Совместные покупки Присоединяйтесь к нам в соцсетях:
Присоединяйтесь к нам в соцсетях: ВКонтакте  facebook 

Крестный путь игумена Бориса.

К нему ехали со всей Руси. Ехали из других стран. Ехали, истерзанные человеческой злобой, страданиями и получали успокоение, мир и духовную радость. Его доброта распространялась на всех, кто в нем нуждался: на здоровых и больных, на взрослых и детей. Он не отказывал никому. Порой казалось, что его приход - пристанище для душевнобольных, пьяниц и наркоманов. Сколько людей получили у него приют и исцелились...
Моя первая встреча с отцом Борисом произошла в 1994 году. Он служил тогда в Гефсиманском скиту Троице-Сергиевой Лавры. Помню, я вошел в храм и остановился у самых дверей. Было очень много народа, а отец Борис, склоняясь над аналоем, исповедовал. Потом вдруг он выпрямился и неожиданно посмотрел в мою сторону. Наши взгляды встретились, и… Мои поиски духовного наставника закончились.
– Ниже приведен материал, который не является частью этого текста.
PR #1846, opened 2018-01-04
go plugin: remove confusing importpath message

Nissaar:

-----


go.py
```diff
@@ -0,0 +1,223 @@
+bugbu# -*- Mode:Python; indent-tabs-mode:nil; tab-width:4 -*-
```
kyrofa: This probably shouldn't be here :wink: .

kyrofa:
Also, your pull request and title (and commit message, from which the former are derived) should probably discuss why the change was needed and what bug it's fixing. The current title doesn't mean much.

go.py
kyrofa: Please delete this file.

kyrofa:
Alright, now this is ready for a good review! Thanks for the changes so far, @Nissaar. I have a question. I know this is fixing LP: [#1613980](https://bugs.launchpad.net/snapcraft/+bug/1613980), however, that bug contains the following paragraph:

> The "This is not needed" and printing systematically a warning is confusing. As for most of projects, we don't need go-importpath, I would suggest removing the warning.

I read that as suggesting that we remove the "please consider" warning, not the "this is not needed" documentation. Did you read it the other way? I'm afraid I don't remember why we added the warning in the first place, so I'd like to get @elopio (who marked the bug as confirmed) and @sergiusens's input on this as well.

sergiusens:
The "This is not needed" should probably be better read as "in some cases this is not required", the reason it is not required is to not break backwards compatibility and ideally should be set. Maybe this should become a deprecation message in the sense of it being deprecated to craft a snapcraft.yaml with the go plugin without this entry.

kyrofa:
So @sergiusens is this PR good as-is? Or would you like to see it also upgrade the warning to a deprecation?

snapcraft/plugins/go.py
```diff
@@ -30,13 +30,12 @@
       not be useful either.
       If the package is a part of the go-importpath the local package
       corresponding to those sources will be used.
-
-    - go-importpath:
+      
+      - go-importpath:
```
kyrofa: Please fix the extra spaces and indentation here.

kyrofa:
Closing due to inactivity. Please re-propose once you've addressed the issues.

Батюшка оказался совсем молодым человеком, лет сорока. Но то, что он, несмотря на это, являл собой «дух-утешитель», читалось сразу – в то утро не нашлось ни одного человека, который отошел бы от него безрадостным.

С этого памятного дня мои поездки к батюшке стали довольно частыми, а в последние полтора года жизни игумена Бориса Господь даровал мне счастье быть его личным водителем. Батюшка не раз предлагал поставить «приемничек с проигрывателем», чтобы псалтырь слушать, а я намеренно откладывал. Мы проехали с ним тысяч пятьдесят километров, и я беспрерывно его слушал. Первое время что-то из ответов пытался записывать, но потом понял, что на это никакого времени не хватит, и уже просто пытался прочувствовать логику его мыслей вслух, сохранить сами ОЩУЩЕНИЯ.

Отцу Борису довелось вернуть к жизни не один храм. Глаза батюшки всегда становились печальными, когда он видел разрушенные святыни. Но как таковой цели – восстановления храмов – у него не было. Как не было и какой-то планомерной работы и жизни. Все хозяйственные вопросы решались им между делом и непонятно как. Даже те, кто был рядом постоянно, удивлялись – когда отец Борис успевает монастыри подымать и храмы строить?

Сам батюшка говорил так: «Главное, положите первый ряд кирпича». И правда! Смотрим, вот уже крест подняли, вот купола золотятся… Как-то позвонили ему из Киевской Лавры, дескать, никак не могут Успенский храм восстановить. Не идут дела, и все тут! Он и им сказал, чтобы первый ряд кирпича положили. И впрямь, строительство как будто само собой пошло. Спонсор появился, который до последнего дня все, что у него было, на возведение этой церкви отдавал…

Главной заботой отца Бориса, несомненно, были храмы душ людских. Думаю, что за свою жизнь батюшка принял тысяч сорок человек, потому что принимал он беспрерывно. Каждый день сначала служил литургию, потом крестил, потом соборовал, потом исповедовал – и так до полуночи.

Отец Борис всегда давал понять своим чадам, что грехов непрощаемых нет. Во время исповеди не позволял подолгу и подробно на них останавливаться – «резал» грехи, как огурцы, – чик-чик-чик-чик. И подобно Игнатию Бренчанинову учил бросать их «в бездну милосердия Божиего».

Как-то стоял у него на исповеди парень. Красивый такой: высокий, волосы роскошные до плеч, кожаное пальто. Но взгляд угрюмый донельзя. Исповедь закончилась, он поворачивается, и я вижу лицо человека, которого приговорили к смертной казни, поставили к стенке, а потом сказали, что приговор смертный отменяется и ему даруют жизнь. И эти глаза я увидел.

Другой пример. Однажды приехала к отцу Борису женщина молодая, лет тридцати, с такими тяжелыми глазами, что смотреть было тяжко. Она протянула ему две толстые тетради, исписанные перечислением грехов. «Я, – говорит, – две ночи писала…» Батюшка взял тетрадки в руки, повертел и говорит: «Молоко, что ли, в пост пила?» И разорвал их тут же. То есть он дал понять этой истерзанной сомнениями паломнице, что, если грех исповедан, его уже нет, что никогда, никем и нигде тебе это уже не помянется. У женщины взгляд совсем другим стал.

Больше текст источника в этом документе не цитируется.